Дезар притащил из столовой обед на двоих, и они вместе поели в комнате у Шевека. Еще два дня Дезар приносил им обоим завтрак и обед, пока Шевек не почувствовал, что в состоянии снова ходить в столовую. Трудно было понять, почему Дезар вдруг решил о нем заботиться. Вел он себя не слишком любезно, да и понятие «всеобщего братства», видимо, значило для него крайне мало. Одну причину своей нелюдимости он явно скрывал от всех как позорную: то ли из-за чрезвычайной лени, то ли из-за тайной страсти к накопительству он устроил в своей комнате чудовищную свалку вещей, которые не имел ни права, ни причины держать там — это были тарелки из столовой, книги из библиотеки, набор инструментов для резьбы по дереву, микроскоп, восемь разных одеял, жуткое количество одежды, причем по большей части явно не его размера или такой, которую он, видимо, носил в возрасте восьми или десяти лет. Похоже, Дезар имел патологическую склонность посещать распределительные центры и набирать там вещи охапками вне зависимости от того, годились они ему или нет.
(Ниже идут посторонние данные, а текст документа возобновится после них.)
PR #66, opened 2022-08-05
cli: implement ls command

### LINKED ISSUE #20: cli: implement `ls` command
Create a new `ls` command that replicates all the functionality we have in `reana-client`.
It should also include all the flags like `url`, `human-readable` and pagination flags and return exactly the same output as `reana-client ls`.

Example:
```
$ reana-client ls -w workflow
NAME                SIZE     LAST-MODIFIED
results/data.root   154458   2022-07-06T07:40:36
results/plot.png    15450    2022-07-06T07:40:43
code/gendata.C      1937     2022-07-06T07:40:23
code/fitdata.C      1648     2022-07-06T07:40:23
```

BrunoRosendo:
closes #20

This openapi changes also contain the ones in #65 so merge it afterwards

### DIFF
--- a/cmd/ls.go
+++ b/cmd/ls.go
@@ -1,0 +1,233 @@
+/*
+This file is part of REANA.
+Copyright (C) 2022 CERN.
+
+REANA is free software; you can redistribute it and/or modify it
+under the terms of the MIT License; see LICENSE file for more details.
+*/
+
+package cmd
+
+import (
+	"fmt"
+	"reanahub/reana-client-go/client"
+	"reanahub/reana-client-go/client/operations"
+	"reanahub/reana-client-go/utils"
+
+	"github.com/go-gota/gota/dataframe"
+	"github.com/go-gota/gota/series"
+	"github.com/spf13/viper"
+
+	log "github.com/sirupsen/logrus"
+
+	"github.com/spf13/cobra"
+)
+
+const lsDesc = `
+List workspace files.
+
+The ` + "``ls``" + ` command lists workspace files of a workflow specified by the
+environment variable REANA_WORKON or provided as a command-line flag
+` + "``--workflow`` or ``-w``." + ` The SOURCE argument is optional and specifies a
+pattern matching files and directories.
+
+Examples:
+
+  $ reana-client ls --workflow myanalysis.42
+
+  $ reana-client ls --workflow myanalysis.42 --human-readable
+
+  $ reana-client ls --workflow myanalysis.42 'data/*root*'
+
+  $ reana-client ls --workflow myanalysis.42 --filter name=hello
+`
+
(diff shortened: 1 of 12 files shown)


cmd/ls.go
```diff
@@ -0,0 +1,232 @@
...
+func buildLsSeries(col string, humanReadable bool) series.Series {
+	if col == "size" && !humanReadable {
+		return series.New([]int{}, series.Int, col)
+	}
+	return series.New([]string{}, series.String, col)
+}
+
+func displayLsURLs(cmd *cobra.Command, p *operations.GetFilesOKBody, serverURL string, workflow string) {
+	for _, file := range p.Items {
+		fileURL := fmt.Sprintf("%s/api/workflows/%s/workspace/%s", serverURL, workflow, file.Name)
```
BrunoRosendo, line 229: Python client retrieves the URL from the swagger api but I didn't find a way to do it here, so I wrote it like this

cmd/ls.go
```diff
@@ -0,0 +1,237 @@
...
+
+  $ reana-client ls --workflow myanalysis.42 --filter name=hello
+`
+
+const lsFormatFlagDesc = `
+Format output according to column titles or column
+values. Use <column_name>=<column_value> format.
+E.g.display files named data.txt
+--format name=data.txt
+`
```
mdonadoni, line 50: I think we should remove the newline at the beginning and at the end of this string, so that they are not present in the help message. What do you think?

cmd/ls.go
```diff
@@ -0,0 +1,237 @@
...
+
+const lsFilterFlagDesc = `
+Filter results to show only files that match certain filtering criteria such as
+file name, size or modification date.
+Use --filter <column_name>=<column_value> pairs. Available
+filters are 'name', 'size' and 'last-modified'.
+`
```
mdonadoni, line 57: Same as above

cmd/ls.go
mdonadoni: I don't think there is a way to do this right now. I also think that this is not needed in many places, so perhaps we can keep it like this and we can open an issue just for future reference?

cmd/ls.go
```diff
@@ -0,0 +1,237 @@
...
+
+	cmd := &cobra.Command{
+		Use:   "ls",
+		Short: "List workspace files.",
+		Long:  lsDesc,
+		RunE: func(cmd *cobra.Command, args []string) error {
+			o.serverURL = viper.GetString("server-url")
+			if len(args) > 0 {
+				o.fileName = args[0]
+			}
```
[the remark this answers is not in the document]
BrunoRosendo: That's very useful, thanks!

mdonadoni (approved):
Nice job!

Issue #62, opened 2022-08-03
cli: add logs and colours to the commands that are missing them


BrunoRosendo:
Currently, not every command has coloured messages (from the `DisplayMessage` utils function) like the Python client has. There are also some logs missing.
This happened because those tasks were made in parallel and this was not taken into consideration in the rebases. The task should basically involve comparing the output to the Python client and adding colours or logs where it's needed.

PR #71, opened 2022-08-08
cli: add missing logs and messages colors

BrunoRosendo:
Adds logs and colors to the messages that were missing them, according mostly to the Python client.

closes https://github.com/reanahub/reana-client-go/issues/62

### DIFF
--- a/cmd/open.go
+++ b/cmd/open.go
@@ -14,6 +14,8 @@ import (
 	"reanahub/reana-client-go/utils"
 	"reanahub/reana-client-go/validation"
 
+	"github.com/jedib0t/go-pretty/v6/text"
+
 	log "github.com/sirupsen/logrus"
 	"github.com/spf13/cobra"
 	"github.com/spf13/viper"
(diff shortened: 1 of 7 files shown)


cmd/open.go
```diff
@@ -107,7 +109,8 @@ func (o *openOptions) run(cmd *cobra.Command) error {
 		false,
 		cmd.OutOrStdout(),
 	)
-	cmd.Println(utils.FormatSessionURI(o.serverURL, openResp.Payload.Path, o.token))
+	sessionURI := utils.FormatSessionURI(o.serverURL, openResp.Payload.Path, o.token)
+	utils.PrintColorable(sessionURI, cmd.OutOrStdout(), text.FgGreen)
```
mdonadoni, line 113: The newline is missing at the end of this line

cmd/ping.go
```diff
@@ -71,5 +75,8 @@ func (o *pingOptions) run(cmd *cobra.Command) error {
 		fmt.Sprintf("Status: %s ", "Connected")
 
 	cmd.Println(response)
+	res, _ := p.MarshalBinary()
+	log.Debug("Server response:\n", string(res))
+
```
mdonadoni, line 80: I think we do not need this, given that the response of each request is already printed here:
https://github.com/reanahub/reana-client-go/blob/24440c20747488bc06118872d3c56b0b42544110/client/client.go#L49-L50

mdonadoni (approved):
Works great!

PR #584, opened 2016-03-08
Implemented getDocumentSort() and wrote a test for it

### LINKED ISSUE #573: Get document sort field results
Hello, I would like to get the document's sort field in results, but so far I believe there isn't a method to do this. It is returning the sort field as an array in the protected documents property on search results but I can't figure out how to get the value. 

https://www.elastic.co/guide/en/elasticsearch/guide/current/sorting-by-distance.html

something like:
```
            foreach ($results as $doc) {
                $distance = $doc->getSort();
            }
```

einorler:
Also added documentation for the method
closes #573

### DIFF
--- a/Result/AbstractResultsIterator.php
+++ b/Result/AbstractResultsIterator.php
@@ -310,6 +310,24 @@ abstract class AbstractResultsIterator implements \Countable, \Iterator
     }
 
     /**
+    * Returns sort of current hit.
+    *
+    * @return mixed
+    */
+    public function getDocumentSort()
+    {
+        if (!$this->valid()) {
+            throw new \LogicException('Document sort is available only while iterating over results.');
+        }
+
+        if (!isset($this->documents[$this->key]['sort'])) {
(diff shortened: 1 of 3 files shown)


Result/AbstractResultsIterator.php
```diff
@@ -310,6 +310,24 @@ public function getDocumentScore()
     }
 
     /**
+    * Returns sort of current hit.
+    *
+    * @return array
+    */
+    public function getDocumentSort()
```
saimaz: I'm not sure the name is correct. `getSort()` as provided in issue looks much better.

mvar: I guess this follows `getDocumentScore()`. Later we will add getter for `id` too, so I think it would be nice to have single pattern.

saimaz:
@einorler Please add some notes about usage in docs. `getDocumentSort()` as @mvar said makes perfect sense.

PR #585, opened 2016-03-09
implemented type casting for float and int in Converter

### LINKED ISSUE #571: Elasticsearch cannot handle float value provided as a string
e.g. json import creates a document array where all values are strings, if in the mapping are float value, the document field won't be inserted due error. In the converter, there has to be check if value by the mapping is float or int, it has to be changed to according value type. 

https://github.com/ongr-io/ElasticsearchBundle/blob/77e264a55c97608765acf6935b86e9fdb9507d85/Result/Converter.php#L139

einorler:
Also wrote a test for it
closes #571


Tests/Functional/Result/PersistObjectsTest.php
```diff
@@ -91,4 +92,33 @@ public function testAppendObject()
...
+     * when objects are created with strings
+     */
+    public function testType()
+    {
+        $manager = $this->getManager();
+
+        $product = new Product();
+        $product->id = 'foo';
+        $product->title = 'Test Document';
+        $product->price = '8.95';
```
saimaz: What if a float value is 8,95 (comma instead a doc). This depends on locale settings, but still. @mvar do you think it's worth to consider?

einorler:
The possible issue has been addressed, now the converter converts both 0.00 and 0,00 to float

PR #589, opened 2016-03-15
implemented retrievement of id after commit()

### LINKED ISSUE #484: Set document ID after commit to ES
```php
$document = new CustomDocument();

$manager->persist($document);
$manager->commit();

var_dump($document->getId());
```

Currently this code returns `NULL`. It would be nice to get generated ID.

einorler:
closes #484

### DIFF
--- a/Service/Manager.php
+++ b/Service/Manager.php
@@ -81,6 +81,14 @@ class Manager
     private $commitMode = 'refresh';
 
     /**
+     * Reference to the persisted objects that need to be given an ID that returns from
+     * elasticsearch
+     *
+     * @var array
+     */
+    private $persistedObjects = [];
+
+    /**
      * The size that defines after how much document inserts call commit function.
      *
      * @var int
@@ -274,6 +282,9 @@ class Manager
         $type = $this->getMetadataCollector()->getDocumentType(get_class($document));
 
         $this->bulk('index', $type, $documentArray);
+        if (!isset($document->id)) {
+            $this->persistedObjects[] = $document;
+        }
     }
 
     /**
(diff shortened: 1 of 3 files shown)


Service/Manager.php
```diff
@@ -321,6 +332,38 @@ public function refresh(array $params = [])
...
+            if (isset($query['index']) && !isset($query['index']['_id'])) {
+                $indexing[] = $number / 2;
+            }
+        }
+
+        if (isset($bulkQueries['body'][0]['index'])) {
+            if (isset($this->persistedObjects)) {
+                $i = 0;
+                foreach ($this->persistedObjects as $document) {
+                    $document->id = $bulkResponse['items'][$indexing[$i]]['create']['_id'];
```
mvar: You can not hardcode `id` property here. User is free to choose which property of a document he wants to use for Elasticsearch `_id` value (using `@Id` annotation).

You could get actual property from metadata collector.

einorler:
Thanks for that, I've taken it into account in the latest changes

Service/Manager.php
```diff
@@ -321,6 +332,44 @@ public function refresh(array $params = [])
...
+        if (isset($bulkQueries['body'][0]['index'])) {
+            if (isset($this->persistedObjects)) {
+                $i = 0;
+                foreach ($this->persistedObjects as $document) {
+                    $class = get_class($document);
+                    $mapping = $this->metadataCollector->getMapping($class);
+
+                    if (isset( $mapping['aliases']['_id'])) {
+                        $id_property = $mapping['aliases']['_id']['propertyName'];
+                        $document->$id_property = $bulkResponse['items'][$indexing[$i]]['create']['_id'];
```
mvar: This property can be private :)

saimaz:
It's been remastered in #660 with grater performance.

PR #597, opened 2016-03-18
Rename MetaField interface

tompoc:
Renamed `MetaField` interface to `MetaFieldInterface`.


saimaz:
We will follow Symfony practise in this way. Maybe we could consider change interface name in 2.0...

PR #604, opened 2016-03-29
Check if Document dir exists

### LINKED ISSUE #603: Add check if Document dir exists
If there is defined bundle in mapping without `Document` directory Elasticsearch bundle throws exception. There should be a check if that directory exists before scan.

tompoc:
Check for document directory before mapping.

Closes #603


saimaz:
This PR should be opened for 1.0 branch

PR #612, opened 2016-03-31
Force bulk commit

tompoc:
Force commit to Elasticsearch on kernel terminate event for each manager


saimaz:
Please add some note to the docs as well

— Зачем ты хранишь весь этот хлам? — спросил Шевек, когда Дезар впервые впустил его к себе в комнату. Дезар уставился ему в переносицу и пробормотал:
— Просто так.
Тема, которую выбрал Дезар, была настолько эзотерической, что никто у них в Институте или в Федерации математиков не мог как следует проверить, насколько успешно у него продвигаются дела. Именно поэтому, видимо, он ее и выбрал. И был уверен, что Шевек выбрал свою по тем же причинам.
— Черт возьми, — говорил он. — Работа? Да здесь и так хорошо. Классическая физика, квантовая теория, принцип одновременности — да какая, в сущности, тебе разница?
Иногда Шевеку Дезар бывал просто отвратителен, но, как ни странно, он даже несколько привязался к нему и сознательно поддерживал с ним отношения, поскольку это соответствовало его намерению переменить собственную жизнь «одиночки».
Благодаря болезни он понял, что если будет и дальше сторониться людей, то все равно рано или поздно сломается. К тому же с точки зрения одонийской морали его прежняя жизнь заслуживала осуждения, и Шевек безжалостно судил себя. До сих пор он все свое время тратил на себя одного, противореча тем самым основному этическому закону братства одонийцев — категорическому императиву. Шевек в двадцать один год отнюдь не был самовлюбленным эгоистом, и его моральные убеждения были искренни и стойки; однако порой он чувствовал, что некоторые основные понятия учения Одо ему пора пересматривать с позиций взрослого человека — Шевек был слишком умен и развит, чтобы не понимать, что тот «одонизм», который вдалбливают детям в учебных центрах взрослые, обладающие весьма посредственным интеллектом и существенной ограниченностью кругозора, подается в «обстриженной», «укороченной» форме, загнанной в жесткие рамки, и более похож на элементарное поклонение идолу. Да, до сих пор он жил неправильно, решил Шевек. Он должен отыскать верный путь. И постепенно полностью переменить свою жизнь.
Он запретил себе по ночам заниматься физикой — пять ночей из десяти он спал. Он добровольно вызвался работать в институтской комиссии по управлению хозяйством и бытом. Стал ходить на собрания Федерации физиков, на заседания Студенческого синдиката и на тренировки группы биоментального развития. В столовой он заставлял себя садиться вместе с другими за большой стол, а не пристраиваться за маленький отдельный столик, раскрыв перед собой книгу.
Удивительно, но оказалось, что люди вроде бы его ждали! Они сразу приняли его в свою среду, стали приглашать к себе — просто поговорить и на шумные студенческие вечеринки. Они брали его с собой на прогулки и пикники, и через три декады он узнал об Аббенае больше, чем за весь минувший год. Он стал ходить вместе со всеми на спортплощадки, в мастерские, в купальни, на фестивали, в музеи, в театры, на концерты...
Ах, эта музыка! Она стала для него откровением, радостным потрясением.
Раньше он никогда не ходил на музыкальные вечера, отчасти потому, что по-детски думал, что музыку можно только исполнять самому, но не просто слушать. Раньше он никогда не задумывался, насколько она способна воздействовать на человека. В детстве он всегда участвовал в хоре или играл на каком-нибудь инструменте в школьном ансамбле; ему это очень нравилось, однако таланта особого у него не было. И это собственно было все, что он знал о музыке.